[Stored data entries]
========================

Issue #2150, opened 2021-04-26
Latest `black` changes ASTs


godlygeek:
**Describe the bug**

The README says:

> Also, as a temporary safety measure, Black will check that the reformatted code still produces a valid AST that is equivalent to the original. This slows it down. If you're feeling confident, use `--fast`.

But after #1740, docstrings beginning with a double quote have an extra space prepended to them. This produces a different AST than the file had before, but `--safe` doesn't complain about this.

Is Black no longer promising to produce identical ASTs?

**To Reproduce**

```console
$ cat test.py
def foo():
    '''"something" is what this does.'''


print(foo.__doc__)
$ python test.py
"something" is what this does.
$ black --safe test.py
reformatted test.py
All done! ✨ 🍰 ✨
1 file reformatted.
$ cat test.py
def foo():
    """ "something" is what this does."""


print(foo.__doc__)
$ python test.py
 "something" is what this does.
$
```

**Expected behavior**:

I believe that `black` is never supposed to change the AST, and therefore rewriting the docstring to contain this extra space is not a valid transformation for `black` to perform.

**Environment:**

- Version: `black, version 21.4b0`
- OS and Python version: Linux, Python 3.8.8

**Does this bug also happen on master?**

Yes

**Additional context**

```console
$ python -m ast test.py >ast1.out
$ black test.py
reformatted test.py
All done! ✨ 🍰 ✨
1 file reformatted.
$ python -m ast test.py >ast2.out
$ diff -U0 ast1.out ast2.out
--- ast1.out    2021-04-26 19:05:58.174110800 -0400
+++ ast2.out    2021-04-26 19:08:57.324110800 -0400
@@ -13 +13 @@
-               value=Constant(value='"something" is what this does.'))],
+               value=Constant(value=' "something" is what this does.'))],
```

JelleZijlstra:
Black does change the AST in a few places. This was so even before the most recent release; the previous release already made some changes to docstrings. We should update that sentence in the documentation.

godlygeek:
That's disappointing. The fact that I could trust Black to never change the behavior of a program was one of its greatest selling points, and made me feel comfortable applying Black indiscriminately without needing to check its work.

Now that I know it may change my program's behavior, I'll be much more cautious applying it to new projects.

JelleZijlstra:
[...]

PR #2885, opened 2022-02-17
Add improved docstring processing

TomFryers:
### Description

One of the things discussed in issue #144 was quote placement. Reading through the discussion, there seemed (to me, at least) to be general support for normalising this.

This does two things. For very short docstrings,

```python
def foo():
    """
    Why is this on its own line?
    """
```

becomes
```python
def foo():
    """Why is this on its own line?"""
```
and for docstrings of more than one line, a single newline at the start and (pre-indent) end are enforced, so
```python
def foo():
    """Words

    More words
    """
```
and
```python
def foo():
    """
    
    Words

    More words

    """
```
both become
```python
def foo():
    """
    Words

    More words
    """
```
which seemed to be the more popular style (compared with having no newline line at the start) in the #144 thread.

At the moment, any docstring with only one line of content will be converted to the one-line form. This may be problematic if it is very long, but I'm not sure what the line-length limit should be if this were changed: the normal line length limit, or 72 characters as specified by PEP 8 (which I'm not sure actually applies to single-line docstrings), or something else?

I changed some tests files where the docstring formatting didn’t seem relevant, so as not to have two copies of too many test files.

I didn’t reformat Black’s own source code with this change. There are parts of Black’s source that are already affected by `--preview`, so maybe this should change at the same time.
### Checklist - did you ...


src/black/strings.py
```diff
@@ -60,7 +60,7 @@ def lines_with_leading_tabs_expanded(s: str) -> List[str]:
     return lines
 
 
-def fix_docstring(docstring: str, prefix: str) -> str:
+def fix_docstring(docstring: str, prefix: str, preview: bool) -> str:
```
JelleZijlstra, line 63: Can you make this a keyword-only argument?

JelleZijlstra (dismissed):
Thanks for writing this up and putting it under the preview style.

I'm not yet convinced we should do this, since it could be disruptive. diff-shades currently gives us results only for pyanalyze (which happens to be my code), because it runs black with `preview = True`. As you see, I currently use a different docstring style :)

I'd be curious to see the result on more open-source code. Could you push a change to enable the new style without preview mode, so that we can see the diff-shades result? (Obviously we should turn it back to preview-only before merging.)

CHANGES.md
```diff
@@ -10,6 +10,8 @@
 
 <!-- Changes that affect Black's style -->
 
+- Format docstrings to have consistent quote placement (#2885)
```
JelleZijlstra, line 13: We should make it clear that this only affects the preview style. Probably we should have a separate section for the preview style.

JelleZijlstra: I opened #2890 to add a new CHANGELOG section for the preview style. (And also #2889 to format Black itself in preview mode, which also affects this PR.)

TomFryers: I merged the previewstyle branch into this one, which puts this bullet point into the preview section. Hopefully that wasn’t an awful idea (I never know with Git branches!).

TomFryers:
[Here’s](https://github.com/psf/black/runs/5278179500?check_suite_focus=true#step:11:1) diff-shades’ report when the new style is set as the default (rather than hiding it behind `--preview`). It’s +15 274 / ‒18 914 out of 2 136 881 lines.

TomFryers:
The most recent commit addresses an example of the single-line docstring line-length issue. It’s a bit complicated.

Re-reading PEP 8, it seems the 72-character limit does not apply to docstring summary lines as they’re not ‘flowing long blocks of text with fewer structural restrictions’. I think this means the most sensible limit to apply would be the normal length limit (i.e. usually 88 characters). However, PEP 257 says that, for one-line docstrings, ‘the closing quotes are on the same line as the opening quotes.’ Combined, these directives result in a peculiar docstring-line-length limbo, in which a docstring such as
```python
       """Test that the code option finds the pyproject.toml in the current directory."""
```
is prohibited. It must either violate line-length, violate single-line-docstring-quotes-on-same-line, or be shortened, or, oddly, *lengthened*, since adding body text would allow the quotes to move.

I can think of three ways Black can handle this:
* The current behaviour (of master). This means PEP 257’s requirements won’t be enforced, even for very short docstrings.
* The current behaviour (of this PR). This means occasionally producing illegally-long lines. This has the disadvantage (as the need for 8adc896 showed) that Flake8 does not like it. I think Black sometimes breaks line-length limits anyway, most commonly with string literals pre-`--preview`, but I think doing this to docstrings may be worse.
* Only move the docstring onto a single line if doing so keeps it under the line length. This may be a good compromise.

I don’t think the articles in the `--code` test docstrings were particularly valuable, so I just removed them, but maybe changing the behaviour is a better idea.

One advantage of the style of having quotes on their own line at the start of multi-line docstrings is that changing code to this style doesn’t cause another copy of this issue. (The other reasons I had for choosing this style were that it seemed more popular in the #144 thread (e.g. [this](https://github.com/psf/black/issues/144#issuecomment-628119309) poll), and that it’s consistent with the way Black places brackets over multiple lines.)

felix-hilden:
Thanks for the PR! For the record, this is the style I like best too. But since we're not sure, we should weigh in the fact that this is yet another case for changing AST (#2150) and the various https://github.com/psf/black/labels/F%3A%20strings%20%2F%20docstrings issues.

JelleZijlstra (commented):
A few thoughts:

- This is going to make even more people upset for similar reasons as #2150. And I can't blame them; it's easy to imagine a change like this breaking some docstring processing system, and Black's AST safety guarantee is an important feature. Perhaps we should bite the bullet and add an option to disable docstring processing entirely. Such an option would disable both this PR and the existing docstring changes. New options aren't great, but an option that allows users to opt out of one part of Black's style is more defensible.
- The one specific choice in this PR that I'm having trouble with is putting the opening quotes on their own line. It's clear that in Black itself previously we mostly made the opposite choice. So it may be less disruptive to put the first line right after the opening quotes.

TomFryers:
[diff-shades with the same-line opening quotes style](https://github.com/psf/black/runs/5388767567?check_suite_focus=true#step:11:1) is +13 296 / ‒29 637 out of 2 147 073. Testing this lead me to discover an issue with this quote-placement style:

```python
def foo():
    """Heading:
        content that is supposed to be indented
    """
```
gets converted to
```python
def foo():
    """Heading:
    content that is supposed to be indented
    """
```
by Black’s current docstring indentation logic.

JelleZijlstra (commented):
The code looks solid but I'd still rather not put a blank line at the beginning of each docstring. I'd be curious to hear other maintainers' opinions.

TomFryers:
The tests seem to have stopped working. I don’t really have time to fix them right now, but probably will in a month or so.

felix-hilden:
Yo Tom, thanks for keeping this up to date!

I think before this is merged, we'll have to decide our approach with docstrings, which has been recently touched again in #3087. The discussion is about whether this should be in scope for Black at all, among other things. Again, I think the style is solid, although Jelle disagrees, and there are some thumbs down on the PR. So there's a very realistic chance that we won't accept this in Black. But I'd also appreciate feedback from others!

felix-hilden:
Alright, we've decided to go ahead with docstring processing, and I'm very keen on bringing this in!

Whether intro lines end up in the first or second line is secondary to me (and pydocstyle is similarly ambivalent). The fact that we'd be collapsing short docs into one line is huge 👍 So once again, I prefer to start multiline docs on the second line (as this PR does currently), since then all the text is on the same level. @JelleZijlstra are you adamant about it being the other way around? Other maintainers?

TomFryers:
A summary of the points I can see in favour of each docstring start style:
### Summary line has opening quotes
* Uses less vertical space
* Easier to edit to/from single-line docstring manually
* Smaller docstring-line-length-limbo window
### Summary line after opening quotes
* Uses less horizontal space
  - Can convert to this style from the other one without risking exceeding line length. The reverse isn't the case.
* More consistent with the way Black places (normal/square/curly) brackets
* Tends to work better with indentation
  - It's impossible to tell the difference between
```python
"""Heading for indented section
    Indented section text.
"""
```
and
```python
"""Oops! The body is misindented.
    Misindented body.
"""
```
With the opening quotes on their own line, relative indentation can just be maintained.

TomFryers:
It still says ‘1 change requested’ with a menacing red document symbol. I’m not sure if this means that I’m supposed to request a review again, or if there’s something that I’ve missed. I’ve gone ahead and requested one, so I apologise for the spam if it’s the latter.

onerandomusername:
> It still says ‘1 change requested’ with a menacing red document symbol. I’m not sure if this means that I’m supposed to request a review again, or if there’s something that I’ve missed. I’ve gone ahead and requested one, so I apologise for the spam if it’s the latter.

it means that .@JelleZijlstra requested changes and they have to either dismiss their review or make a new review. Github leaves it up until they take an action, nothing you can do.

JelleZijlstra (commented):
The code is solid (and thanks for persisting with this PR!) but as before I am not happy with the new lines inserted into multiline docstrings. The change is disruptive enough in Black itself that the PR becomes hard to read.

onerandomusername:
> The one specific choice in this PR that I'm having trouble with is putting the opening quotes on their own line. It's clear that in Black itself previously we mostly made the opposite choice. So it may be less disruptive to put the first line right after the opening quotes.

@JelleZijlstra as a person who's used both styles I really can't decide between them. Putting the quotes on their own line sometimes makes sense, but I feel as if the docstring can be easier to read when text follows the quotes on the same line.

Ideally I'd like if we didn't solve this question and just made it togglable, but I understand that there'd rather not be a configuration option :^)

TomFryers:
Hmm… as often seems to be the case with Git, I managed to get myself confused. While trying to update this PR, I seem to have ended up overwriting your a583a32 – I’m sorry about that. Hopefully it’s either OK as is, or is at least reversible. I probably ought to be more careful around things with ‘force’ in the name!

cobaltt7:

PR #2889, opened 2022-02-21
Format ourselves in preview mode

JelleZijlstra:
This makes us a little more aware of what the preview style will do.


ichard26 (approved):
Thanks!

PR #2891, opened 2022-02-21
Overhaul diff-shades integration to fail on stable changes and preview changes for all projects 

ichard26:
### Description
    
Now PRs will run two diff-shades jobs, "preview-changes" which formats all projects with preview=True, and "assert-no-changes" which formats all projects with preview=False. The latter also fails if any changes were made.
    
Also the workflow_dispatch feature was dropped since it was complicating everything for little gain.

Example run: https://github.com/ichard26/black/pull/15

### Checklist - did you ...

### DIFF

========================

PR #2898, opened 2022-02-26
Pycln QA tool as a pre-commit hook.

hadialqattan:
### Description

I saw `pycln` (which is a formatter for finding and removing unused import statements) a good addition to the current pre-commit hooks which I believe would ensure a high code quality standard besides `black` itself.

========================

# Problem description:
Look through the data above and report every line in which "space" appears.

# Written response:
But after #1740, docstrings beginning with a double quote have an extra space prepended to them. This produces a different AST than the file had before, but `--safe` doesn't complain about this.
I believe that `black` is never supposed to change the AST, and therefore rewriting the docstring to contain this extra space is not a valid transformation for `black` to perform.
* Uses less vertical space
* Uses less horizontal space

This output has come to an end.